At the moment there are six commercial companies that belong to CERN. These are Intel, HP, Oracle, Siemens, Huawei and - from January 2013 - Yandex.
Are there any discoveries that have been made using Yandex technologies?
We are just beginning this way. Last December, we tried to use Matrixnet to analyze the very rare decay of a B meson into two muons. And different theories predicted a different amount of these decays. The standard model said they should be 3.5. Others that they should be an order of magnitude or two more. And the discovery process itself was based on the fact that all the data that had accumulated as a result of the work of CERN over the past two years was passed through various machine learning algorithms — including through Matrixnet. It was necessary to estimate how many events of this decay occurred during these two years.

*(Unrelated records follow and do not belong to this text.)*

PR #1423, opened 2023-03-27
azure: Check if theres a parsedBody before activating statusCodePipeline

nturinski:
So this one is a little complicated...

I ran into an error where `resources.resourceGroup.checkExistence` was throwing an error because the status code is 404 due to our new pipeline. However, a 404 just means it doesn't exist in this case, so it shouldn't be throwing.

The statusCodePolicy used to only check requests that didn't have an `operationSpec` attached to them. This would usually indicate that they were a generic request being made by us. But I can't find an equivalent field to check in the current pipelines. 

It doesn't seem like the options parameter is passed into the request or response. I guess we could set up a pipelines to do that?

What I have now works for the scenario I described because all of our azure requests have a `parsedBody`. If not, then it was probably a generic request or an error that wasn't handled.  But I don't exactly love this approach either.

### DIFF
--- a/azure/package-lock.json
+++ b/azure/package-lock.json
@@ -1,12 +1,12 @@
 {
     "name": "@microsoft/vscode-azext-azureutils",
-    "version": "1.0.0",
+    "version": "1.0.1",
     "lockfileVersion": 2,
     "requires": true,
     "packages": {
         "": {
             "name": "@microsoft/vscode-azext-azureutils",
-            "version": "1.0.0",
+            "version": "1.0.1",
             "license": "MIT",
             "dependencies": {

If this event coincided with the prediction of one of the theories, it testified to its fairness. It was calculated, compared, and it turned out that the standard model predicts best. This slightly closed the other theories - supersymmetries that claim to be the theory of everything.
In the future we plan to make the interface to the Matriksnet public for CERN employees, so that if they wish they can use it. Compared to the current algorithm, which is used at CERN by default, the development of Yandex provides a more accurate and precise selection of events. That is, a clearer signal - less noise. And we hope that MatrixNet will allow physicists to make many more interesting discoveries.